Le président de l’Assemblée nationale, le socialiste Claude Bartolone, a visiblement une curieuse conception de la liberté de la presse et du droit à l’information des citoyens. Lors de la revente des grands quotidiens régionaux du sud-est de la France, il en avait déjà apporté une première illustration, en multipliant secrètement des interventions en faveur de son encombrant ami, Bernard Tapie, qui a finalement mis la main sur La Provence. Et voici qu’il en apporte une nouvelle, à l’occasion de la procédure de nomination du nouveau PDG de La Chaîne parlementaire-Assemblée nationale (LCP-AN) : actuelle chef du service politique de France Info, Marie-Ève Malouines, qui a ses faveurs, est certaine de l’emporter, au terme d’une procédure qui a été gravement malmenée.
Avec un budget de 16,6 millions d’euros bloqué depuis trois ans et un peu moins de 80 salariés, LCP est certes une télévision publique de taille modeste, par comparaison avec les mastodontes du secteur. Comme son homologue Public Sénat, elle n’en a pas moins une mission démocratiquement importante, puisqu’elle a la charge de faire le lien entre les élus de la Nation et la Nation elle-même. Chaîne citoyenne dont le cahier des charges est de décrypter l’actualité politique et parlementaire, elle devrait donc être au-dessus de tout soupçon.
La procédure de nomination du PDG ne donne, certes, pas toutes les garanties qui devraient assurer l’indépendance d’une telle chaîne publique au service des citoyens et des élus. Car si, tous les trois ans, la délégation du bureau de l'Assemblée nationale chargée de la communication et de la presse lance un appel à candidatures qui dure un mois et demi, étudie tous les plans stratégiques déposés alors par les candidats, procède à des auditions publiques et dresse enfin une « short list » composée des deux meilleurs candidats, c’est au bout du compte le président de l’Assemblée nationale qui choisit entre les deux derniers candidats et propose son choix au bureau de l’Assemblée. C’est donc toujours un peu le fait du prince !
Mais enfin ! Cette fois, même ces maigres garanties ont été battues en brèche car Claude Bartolone a fait en sorte que Marie-Ève Malouines soit certaine de remporter la compétition, avant même que celle-ci ne s’engage.

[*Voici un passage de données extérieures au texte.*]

PR #763, opened 2021-05-31
Label /dev/dma_heap with dma_device_dir_t

zpytela:
With commit a091bcda8d9 (Label /dev/dma_heap/* char devices with dma_device_t)
a new dma_device_t type was assigned to the /dev/dma_heap directory
and all files in it. The basic dev_node() interface just assigns the
type to the device_node attribute, which prevents many domains from
searching the directory.

This commits adds the dma_device_t type to file_type, non_auth_file_type,
and non_security_file_type attributes which should allow the access for
domains requiring this access.

An example AVC denial:

type=PROCTITLE msg=audit(05/31/2021 09:03:08.452:397) :
proctitle=/usr/bin/python3 -Es /usr/sbin/setroubleshootd -f
type=PATH msg=audit(05/31/2021 09:03:08.452:397) : item=0 name=/dev/dma_heap/*
nametype=UNKNOWN cap_fp=none cap_fi=none cap_fe=0 cap_fver=0 cap_frootid=0
type=SYSCALL msg=audit(05/31/2021 09:03:08.452:397) : arch=x86_64 syscall=newfstatat
success=no exit=EACCES(Permission denied) a0=0xffffff9c a1=0x7fd607775ec0
a2=0x7fd60774bf60 a3=0x0 items=1 ppid=1 pid=2498 auid=unset uid=setroubleshoot
gid=setroubleshoot euid=setroubleshoot suid=setroubleshoot fsuid=setroubleshoot
egid=setroubleshoot sgid=setroubleshoot fsgid=setroubleshoot tty=(none) ses=unset
comm=setroubleshootd exe=/usr/bin/python3.9 subj=system_u:system_r:setroubleshootd_t:s0
type=AVC msg=audit(05/31/2021 09:03:08.452:397) : avc:  denied  { search }
for  pid=2498 comm=setroubleshootd name=dma_heap dev="devtmpfs" ino=102
scontext=system_u:system_r:setroubleshootd_t:s0
tcontext=system_u:object_r:dma_device_t:s0 tclass=dir permissive=0

Resolves: rhbz#1965743

PR #787, opened 2021-06-18
Label /dev/dma_heap/* char devices with dma_device_t 

zpytela:


zpytela:
Taking the discussion in https://github.com/fedora-selinux/selinux-policy/pull/763 and the current Fedora state into account, I decided to revert the current solution in favor of the least complex one, and not label /dev/dma_heap with a private, unique type.

I am afraid though we will need to get back to it later unless we decide to drop all transitions as also discussed. There already is a request for `/dev/pktcdvd/[0-7]` support and this will hardly be a unique filename.

Note to myself: In that case, a dozen of interfaces like dev_manage_all_dev_nodes will need to be updated.

zpytela:
Testing the new build, I haven't run into any issue, so undrafting.

PR #799, opened 2021-07-07
allow init watch all files

zpytela:


rhatdan:
LGTM

rhatdan:
@wrabcak PTAL

zpytela:
Merging. Frankly I expected an objection non_security_file_type is not enough, so just putting it here as a comment.

PR #804, opened 2021-07-16
Allow systemd-coredump read and write usermodehelper state

zpytela:
Resolves: rhbz#1982961

### DIFF
--- a/policy/modules/system/systemd.te
+++ b/policy/modules/system/systemd.te
@@ -1045,6 +1045,8 @@ manage_files_pattern(systemd_coredump_t, systemd_coredump_var_lib_t, systemd_cor
 mmap_files_pattern(systemd_coredump_t, systemd_coredump_var_lib_t, systemd_coredump_var_lib_t)
 init_var_lib_filetrans(systemd_coredump_t, systemd_coredump_var_lib_t, dir, "coredump")
 
+kernel_rw_usermodehelper_state(systemd_coredump_t)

C’est notre confrère de Challenges (son article est ici) qui a révélé le pot-aux-roses – nous avons obtenu confirmation de ses informations – en divulguant le fait que très peu de candidats se sont déclarés candidats au poste de PDG de LCP : « Première surprise : pour la première fois depuis la création de la chaîne en 1999, ces candidats ne sont que… deux, contre cinq à dix lors des éditions précédentes. Seuls se présentent le PDG actuel Gérard Leclerc, nommé en 2009 par le président de l’Assemblée nationale d’alors, l’UMP Bernard Accoyer, et Marie-Ève Malouines. » Et le magazine explique ensuite pourquoi : « Simplement, parce que personne n’a souhaité subir l’humiliation d’un échec dans une désignation jouée d’avance. Claude Bartolone répète en effet en privé depuis des semaines qu’il entend nommer une femme à la tête de La Chaîne parlementaire. » En somme, tout le monde a su que Marie-Ève Malouines serait proposée par le président de l’Assemblée nationale, et cela a asséché les candidatures.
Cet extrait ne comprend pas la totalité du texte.